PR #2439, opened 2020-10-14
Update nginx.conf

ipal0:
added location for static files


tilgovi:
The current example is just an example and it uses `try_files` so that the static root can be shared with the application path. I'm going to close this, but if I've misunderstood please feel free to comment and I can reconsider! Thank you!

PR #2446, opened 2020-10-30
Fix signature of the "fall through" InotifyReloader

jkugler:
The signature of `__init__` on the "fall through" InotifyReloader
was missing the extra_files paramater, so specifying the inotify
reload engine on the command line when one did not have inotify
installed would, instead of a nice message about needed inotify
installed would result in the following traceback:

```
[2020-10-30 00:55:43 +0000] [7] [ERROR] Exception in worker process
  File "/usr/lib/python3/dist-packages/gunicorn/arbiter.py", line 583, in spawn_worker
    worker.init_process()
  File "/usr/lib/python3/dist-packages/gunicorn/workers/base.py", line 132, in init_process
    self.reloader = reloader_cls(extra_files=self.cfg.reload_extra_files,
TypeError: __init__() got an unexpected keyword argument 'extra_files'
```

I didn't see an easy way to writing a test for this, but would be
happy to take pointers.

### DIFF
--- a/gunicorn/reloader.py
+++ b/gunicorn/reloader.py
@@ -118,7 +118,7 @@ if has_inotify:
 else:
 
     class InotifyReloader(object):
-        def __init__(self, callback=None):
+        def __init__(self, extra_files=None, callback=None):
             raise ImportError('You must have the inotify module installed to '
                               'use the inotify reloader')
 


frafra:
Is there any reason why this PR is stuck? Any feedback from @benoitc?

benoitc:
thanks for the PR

————

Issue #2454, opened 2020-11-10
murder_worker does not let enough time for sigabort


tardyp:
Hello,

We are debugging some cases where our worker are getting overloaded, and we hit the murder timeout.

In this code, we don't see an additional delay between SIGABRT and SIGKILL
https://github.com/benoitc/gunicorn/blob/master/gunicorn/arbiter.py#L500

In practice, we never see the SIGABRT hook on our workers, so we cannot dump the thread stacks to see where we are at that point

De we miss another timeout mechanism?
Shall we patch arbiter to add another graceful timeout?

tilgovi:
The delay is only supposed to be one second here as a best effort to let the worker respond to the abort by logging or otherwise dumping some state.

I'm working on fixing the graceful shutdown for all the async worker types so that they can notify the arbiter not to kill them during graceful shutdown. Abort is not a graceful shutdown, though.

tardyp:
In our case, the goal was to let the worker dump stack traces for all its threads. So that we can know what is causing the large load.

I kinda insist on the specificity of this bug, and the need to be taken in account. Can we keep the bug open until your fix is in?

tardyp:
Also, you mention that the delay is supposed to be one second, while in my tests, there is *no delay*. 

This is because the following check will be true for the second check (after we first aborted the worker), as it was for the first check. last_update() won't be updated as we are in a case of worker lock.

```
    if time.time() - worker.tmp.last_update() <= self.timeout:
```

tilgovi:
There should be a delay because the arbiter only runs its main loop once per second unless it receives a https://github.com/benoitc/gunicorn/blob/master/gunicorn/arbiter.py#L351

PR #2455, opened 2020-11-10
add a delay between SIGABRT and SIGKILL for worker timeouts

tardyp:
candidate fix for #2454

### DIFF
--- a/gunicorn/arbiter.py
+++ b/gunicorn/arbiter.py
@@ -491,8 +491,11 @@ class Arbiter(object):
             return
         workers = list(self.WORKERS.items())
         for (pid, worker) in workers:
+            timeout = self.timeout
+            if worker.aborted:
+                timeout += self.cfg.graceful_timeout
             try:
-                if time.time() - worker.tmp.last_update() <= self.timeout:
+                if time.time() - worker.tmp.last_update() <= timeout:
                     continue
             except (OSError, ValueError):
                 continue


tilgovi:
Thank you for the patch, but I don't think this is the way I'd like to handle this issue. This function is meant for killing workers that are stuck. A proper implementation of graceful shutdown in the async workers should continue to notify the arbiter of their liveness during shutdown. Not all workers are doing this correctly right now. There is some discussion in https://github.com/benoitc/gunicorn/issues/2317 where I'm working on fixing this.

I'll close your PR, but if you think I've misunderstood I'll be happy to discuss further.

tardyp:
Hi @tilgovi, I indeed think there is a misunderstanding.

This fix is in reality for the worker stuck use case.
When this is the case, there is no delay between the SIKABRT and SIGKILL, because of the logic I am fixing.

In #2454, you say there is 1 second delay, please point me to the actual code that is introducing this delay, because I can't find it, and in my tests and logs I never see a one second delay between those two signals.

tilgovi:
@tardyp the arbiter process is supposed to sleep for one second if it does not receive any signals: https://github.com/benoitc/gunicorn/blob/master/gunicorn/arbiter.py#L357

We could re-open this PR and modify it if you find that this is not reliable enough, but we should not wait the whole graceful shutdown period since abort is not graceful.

————

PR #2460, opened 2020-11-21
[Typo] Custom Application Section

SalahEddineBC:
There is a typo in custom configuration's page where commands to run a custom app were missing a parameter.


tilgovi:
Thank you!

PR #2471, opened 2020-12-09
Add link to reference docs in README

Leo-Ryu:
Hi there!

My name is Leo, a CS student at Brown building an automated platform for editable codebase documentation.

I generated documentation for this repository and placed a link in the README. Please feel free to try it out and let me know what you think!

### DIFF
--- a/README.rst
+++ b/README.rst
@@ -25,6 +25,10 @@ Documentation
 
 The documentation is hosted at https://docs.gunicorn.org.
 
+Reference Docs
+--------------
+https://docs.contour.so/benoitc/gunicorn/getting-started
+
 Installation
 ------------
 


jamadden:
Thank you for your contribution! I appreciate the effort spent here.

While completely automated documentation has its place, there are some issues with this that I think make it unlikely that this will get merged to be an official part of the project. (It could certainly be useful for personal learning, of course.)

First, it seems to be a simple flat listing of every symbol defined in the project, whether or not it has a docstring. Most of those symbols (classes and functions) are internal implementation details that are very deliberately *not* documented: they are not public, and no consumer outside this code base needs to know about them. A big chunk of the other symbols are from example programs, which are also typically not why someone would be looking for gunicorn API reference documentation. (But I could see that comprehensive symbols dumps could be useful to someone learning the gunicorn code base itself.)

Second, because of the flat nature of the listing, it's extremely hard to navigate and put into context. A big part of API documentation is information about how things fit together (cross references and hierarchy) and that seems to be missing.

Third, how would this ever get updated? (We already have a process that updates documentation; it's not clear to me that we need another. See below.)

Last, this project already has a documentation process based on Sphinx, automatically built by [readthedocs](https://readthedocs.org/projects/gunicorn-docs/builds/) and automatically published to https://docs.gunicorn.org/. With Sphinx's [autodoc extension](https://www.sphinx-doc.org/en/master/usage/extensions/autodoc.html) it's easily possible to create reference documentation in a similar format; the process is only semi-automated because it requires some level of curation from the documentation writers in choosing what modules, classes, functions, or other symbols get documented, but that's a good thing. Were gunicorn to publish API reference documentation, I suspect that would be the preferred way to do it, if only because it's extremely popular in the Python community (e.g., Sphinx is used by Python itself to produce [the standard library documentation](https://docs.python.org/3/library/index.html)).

————

Problem description. Starting at the line that has "PR #2455, opened 2020-11-10" and ending at the line that has "workers = list(self.WORKERS.items())", please write out the lines above exactly, leaving out all others.

Problem solution.
PR #2455, opened 2020-11-10
add a delay between SIGABRT and SIGKILL for worker timeouts

tardyp:
candidate fix for #2454

### DIFF
--- a/gunicorn/arbiter.py
+++ b/gunicorn/arbiter.py
@@ -491,8 +491,11 @@ class Arbiter(object):
             return
         workers = list(self.WORKERS.items())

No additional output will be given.